Here is the code for the runnable task:
@Override
public void run() {
log.info("still running ");
PeerAddressesHolder inactiveNodes = new PeerAddressesHolder();
ApplicationConfiguration appConf = ApplicationConfiguration.getInstance();
for (PeerAddress peerAddress : knownNodes.getAddresses()) {
if (isSameNode(peerAddress)) {
continue;
}
String urlString = String.format("http://%s:%s%s?myport=%d", peerAddress.getIP(), peerAddress.getPort(), Constants.GET_ADDRESS, myPort);
try {
StringBuilder result = new StringBuilder();
URL url = new URL(urlString);
HttpURLConnection conn = (HttpURLConnection) url.openConnection();
conn.setConnectTimeout(5000);
conn.setRequestMethod("GET");
try (InputStream connInputStream = conn.getInputStream();
InputStreamReader ir = new InputStreamReader(connInputStream);
BufferedReader br = new BufferedReader(ir)){
String line;
while ((line = br.readLine()) != null) {
result.append(line).append('\n');
}
} catch (Exception e) {
log.warn("Couldn't read from connection input stream",e);
}
PeerAddressesHolder peerAddressesHolder = gson.fromJson(result.toString(), PeerAddressesHolder.class);
boolean fetchedNew = false;
for (PeerAddress fetchedAddress : peerAddressesHolder.getAddresses()) {
if (!isValidAddress(peerAddress)) {
log.warn("Peer has sent us a null-address. It will be ignored.");
return;
}
if (!knownNodes.contains(fetchedAddress)) {
knownNodes.addAddress(fetchedAddress);
fetchedNew = true;
}
}
if (fetchedNew) {
FileUtils.writeToFile(appConf.getKnownNodesFilePath(), gson.toJson(knownNodes), false);
}
} catch (SocketTimeoutException e) {
if (appConf.getMostReliableNodes().contains(peerAddress)) {
log.warn("Most reliable node not available: " + peerAddress);
} else {
inactiveNodes.addAddress(peerAddress);
log.warn("Connection timeout from " + peerAddress + ". It will be removed.");
}
} catch (Exception e) {
log.warn("Couldn't discover new addresses." + e);
}
}
try {
knownNodes.removeAll(inactiveNodes.getAddresses());
FileUtils.writeToFile(appConf.getKnownNodesFilePath(), gson.toJson(knownNodes), false);
} catch (IOException ioe) {
log.warn("Couldn't write to file after deleting dead node", ioe);
}
}
And here is how I start it upon Node creation.

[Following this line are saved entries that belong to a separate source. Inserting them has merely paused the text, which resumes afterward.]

PR #34809, opened 2024-08-06
ModeSelect: Add setter API for SupportedModesManager.

jadhavrohit924:
### Problem
- There should be a setter API for SupportedModesManager so the application can set it to its custom implementation.

### Changes
- Add setter API for SupportedModesManager.
- Use common static implementation for esp32.
- Set SupportedModesManager in the examples.

### Testing
- Tested all cluster app on linux and esp32.

### DIFF
--- a/src/app/clusters/mode-select-server/mode-select-server.cpp
+++ b/src/app/clusters/mode-select-server/mode-select-server.cpp
@@ -49,7 +49,7 @@ using BootReasonType = GeneralDiagnostics::BootReasonEnum;
 
 static InteractionModel::Status verifyModeValue(const EndpointId endpointId, const uint8_t newMode);
 
-ModeSelect::SupportedModesManager *sSupportedModesManager = nullptr;
+ModeSelect::SupportedModesManager * sSupportedModesManager = nullptr;
 
 const SupportedModesManager * ModeSelect::getSupportedModesManager()
 {
--- a/src/app/clusters/mode-select-server/mode-select-server.cpp
+++ b/src/app/clusters/mode-select-server/mode-select-server.cpp
@@ -49,7 +49,7 @@ using BootReasonType = GeneralDiagnostics::BootReasonEnum;
 
 static InteractionModel::Status verifyModeValue(const EndpointId endpointId, const uint8_t newMode);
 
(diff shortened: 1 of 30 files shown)


woody-apple (approved):

examples/all-clusters-app/all-clusters-common/src/occupancy-sensing-stub.cpp
```diff
@@ -29,7 +29,7 @@ using namespace chip::DeviceLayer;
 using chip::Protocols::InteractionModel::Status;
 
 static std::unique_ptr<OccupancySensingAttrAccess>
-    gAttrAccess[MATTER_DM_OCCUPANCY_SENSING_CLUSTER_SERVER_ENDPOINT_COUNT + CHIP_DEVICE_CONFIG_DYNAMIC_ENDPOINT_COUNT];
+    gAttrAccess[MATTER_DM_OCCUPANCY_SENSING_CLUSTER_SERVER_ENDPOINT_COUNT + CHIP_DEVICE_CONFIG_DYNAMIC_ENDPOINT_COUNT + 1];
```
shubhamdp, line 32: Why is this `+1` needed? For fixing the crash on boot for all-clusters-app/esp32?

src/app/clusters/mode-select-server/mode-select-server.cpp
```diff
@@ -49,6 +49,17 @@ using BootReasonType = GeneralDiagnostics::BootReasonEnum;
 
 static InteractionModel::Status verifyModeValue(const EndpointId endpointId, const uint8_t newMode);
 
+ModeSelect::SupportedModesManager * sSupportedModesManager = nullptr;
```
shubhamdp, line 52: Make this static or move the anonymous namespace?

examples/all-clusters-app/all-clusters-common/src/occupancy-sensing-stub.cpp
jadhavrohit924: Ughh!! This should not go in the PR. I just did this for testing, I will remove it.

shubhamdp (approved):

public NetworkNode(int port) {
this.appConf = ApplicationConfiguration.getInstance();
this.port = port;
log.info("Starting a new node on port " + port);
try {
this.knownNodes = FileUtils.createPeerAddressesList(appConf.getKnownNodesFilePath());
} catch (Exception e) {
log.error("Error while trying to construct a list of peer addresses from file content on path: " + appConf.getKnownNodesFilePath());
}
scheduledExecutorService = Executors.newScheduledThreadPool(4);
scheduledExecutorService.scheduleAtFixedRate(new DiscoverAddressesTask(knownNodes, this.port), 3, 4, TimeUnit.SECONDS);
Methods dealing with file reading/writing are all done using try-with-resources construct, so my initial idea that the runnable stops because of some unclosed streams is probably not valid.